Edit etc/hadoop/hdfs-site.xml (/usr/local/cdh/hadoop/data/dfs/name directory must be manually created and reformatted, otherwise error)

<configuration> <property> <!--turn on web hdfs--> <name>dfs.webhdfs.enabled</name> 
   <value>true</value> </property> <property> <name>dfs.replication</name> 
    <value>1</value> </property> <property> <name>dfs.namenode.name.dir</name> <value>/usr/local/cdh/hadoop/data/dfs/name</value> <description> Namenode Store Name table (fsimage)  
     Directories (need to be modified) </description> </property> <property> <name>dfs.namenode.edits.dir</name> <value>${dfs.namenode.name.dir}</value> <description>namenode extensive transactionfile (edits) local directory ( 
      Need to be modified) </description> </property> <property> <name>dfs.datanode.data.dir</name> <value>/usr/local/cdh/hadoop/data/dfs/data</value> <description>datanode Store block local directory (requires modification) &L T;/description> </property> </configuration> 


Editor: Etc/hadoop/mapred-site.xml:

<configuration>
    <property>
        <name>mapreduce.framework.name</name>
        <value >yarn</value>
    </property>
</configuration>


Editor: Etc/hadoop/yarn-site.xml:

<configuration>
    <property>
        <name>yarn.nodemanager.aux-services</name>
        < value>mapreduce_shuffle</value>
    </property>
</configuration>


Six: Start and verify the installation is successful

Format: To format HDFs first:

Bin/hdfs Namenode-format

Start:

  sbin/start-dfs.sh
  sbin/start-yarn.sh

View process: JPS

7448 ResourceManager

8277 Secondarynamenode

7547 NodeManager

8079 DataNode

7975 NameNode

8401 Jps

 
 
 
1.   Open Browser
  namenode-http://localhost:50070/
2.   Create Folder
3.    $bin/hdfs dfs-mkdir/user
  $ bin/hdfs dfs-mkdir/user/<username>
4.   Copy file
  $ bin/hdfs dfs-put etc/hadoop input
5.   Run Job
  $ bin/hadoop jar share/hadoop/mapreduce/hadoop-mapreduce-examples-2.3.0-cdh5.1.0.jar grep input Output ' Dfs [A-Z.] + '
6.   View outputs
  $ bin/hdfs dfs-get output output
  $ cat output/*

Related Article

Contact Us

The content source of this page is from Internet, which doesn't represent Alibaba Cloud's opinion; products and services mentioned on that page don't have any relationship with Alibaba Cloud. If the content of the page makes you feel confusing, please write us an email, we will handle the problem within 5 days after receiving your email.
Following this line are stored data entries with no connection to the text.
PR #254, opened 2026-08-04
Add missing `uuid` query parameter to fetch history request

parfeon:
fix(history): add missing `uuid` query parameter to fetch history request

`pbcc_fetch_history_prep` was the only prep function not appending the `uuid` query parameter that identifies the client. Retrieve `user_id` from the context and pass it as the `uuid` param so the request matches the contract used by every other API call.

test(history): add unit tests for `pubnub_fetch_history` URL construction

Add six tests covering default options, all options enabled, custom user ID, auth key, in-progress guard, and 403 error handling. Each test verifies the full outgoing URL including the `uuid` parameter.


KGronek-Pubnub (commented):
If we use all possible parameters in `fetch_history`,  the last url parameter `auth` will be skipped - won't be encoded. I think you need to change PUBNUB_MAX_URL_PARAMS to 13 to make it work properly. 

Check: https://github.com/pubnub/c-core/pull/214 for reference.

KGronek-Pubnub (approved):
LGTM

parfeon:
@pubnub-release-bot release

PR #256, opened 2026-09-08
Use `const char*` for string-literal pointers

parfeon:
fix(cpp-compat): use `const char*` for string-literal pointers

Qualify `method` in `pubnub_publish_ex()` and `method_verb` in `pn_gen_pam_v3_sign()` as `const char*` so C-core compiles when `.c` files are built as C++.


KGronek-Pubnub (approved):
LGTM

parfeon:
@pubnub-release-bot release

PR #258, opened 2026-09-23
Prevent DNS server rotation from looping forever

parfeon:
fix(dns): prevent DNS server rotation from looping forever

Replace the compile-time `PUBNUB_MAX_DNS_SERVERS_MASK` exhaustion check with a `last_server_reached` flag set by `get_dns_ip`, and make `rotations_count` an unsigned field reset per transaction, so IPv4 resolution gives up instead of looping forever.

fix(sockets): guard IPv6 spare-address check in IPv4-only build

Guard the `AF_INET6` spare-address branch in `try_TCP_connect_spare_address` with `#if PUBNUB_USE_IPV6` so `PUBNUB_USE_IPV6=0` builds compile.

build(ci): verify IPv4-only socket transport build

Add a `run-tests.yml` job that compiles the socket transport with `PUBNUB_USE_IPV6=0` to keep the IPv4-only build from breaking again.

test(dns): cover DNS server rotation termination

Add `pubnub_dns_rotation_unit_test` over the real `get_dns_ip` and `pbpal_dns_rotate_server` to assert bounded termination and primary re-selection after a rotation.


KGronek-Pubnub (approved):
LGTM

parfeon:
@pubnub-release-bot release

PR #675, opened 2024-09-06
Add json response exceptions_app

FinnIckler:
So we can display a general error, currently we were returning HTML which crashed the error handling code


dunkOnIT:
@thewca-bot deploy staging

dunkOnIT:
@thewca-bot deploy staging

PR #684, opened 2024-09-11
Fix Build tag not being set correctly for deployments from prs

FinnIckler:
We fixed that in the monolith ages ago, but I didn't add it here...


gregorbg:
Yet another argument for merging both codebases ;)

PR #685, opened 2024-09-12
Bump Ruby Version to 3.3.5

FinnIckler:
to keep up with the monolith


FinnIckler:
merging as a dependency update

PR #686, opened 2024-09-13
Add rubocop-performance cop

FinnIckler:


FinnIckler:
merging as because code changes and tests pass

PR #694, opened 2024-09-20
Allow organizer to edit reg for a user with an accepted registration in another competition in the series

dunkOnIT:


FinnIckler:
I see you also added a fix for rejected not being seen as part of the already registered in series check. What about having a method in Registration called `attending?` or something that checks if the comepting status is not rejected or cancelled

dunkOnIT:
Have added a `might_attend?` property along the lines of what you were suggesting

dunkOnIT:
It does raise a question about whether or not we should let someone register for another comp in a series if they have any a `pending` or `waiting_list` status on an existing series comp registration

dunkOnIT:
@FinnIckler any chance you can take another look at this today? Would be good to get it deployed soon if it's ready to be

FinnIckler (approved):

PR #717, opened 2024-10-25
Add has_paid and payment_statuses in payload

FinnIckler:
For easier V2 -> V3 Migration


FinnIckler:
@thewca-bot deploy staging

If you find any instances of plagiarism from the community, please send an email to: info-contact@alibabacloud.com and provide relevant evidence. A staff member will contact you within 5 working days.

A Free Trial That Lets You Build Big!

Start building with 50+ products and up to 12 months usage for Elastic Compute Service

  • Sales Support

    1 on 1 presale consultation

  • After-Sales Support

    24/7 Technical Support 6 Free Tickets per Quarter Faster Response

  • Alibaba Cloud offers highly flexible support services tailored to meet your exact needs.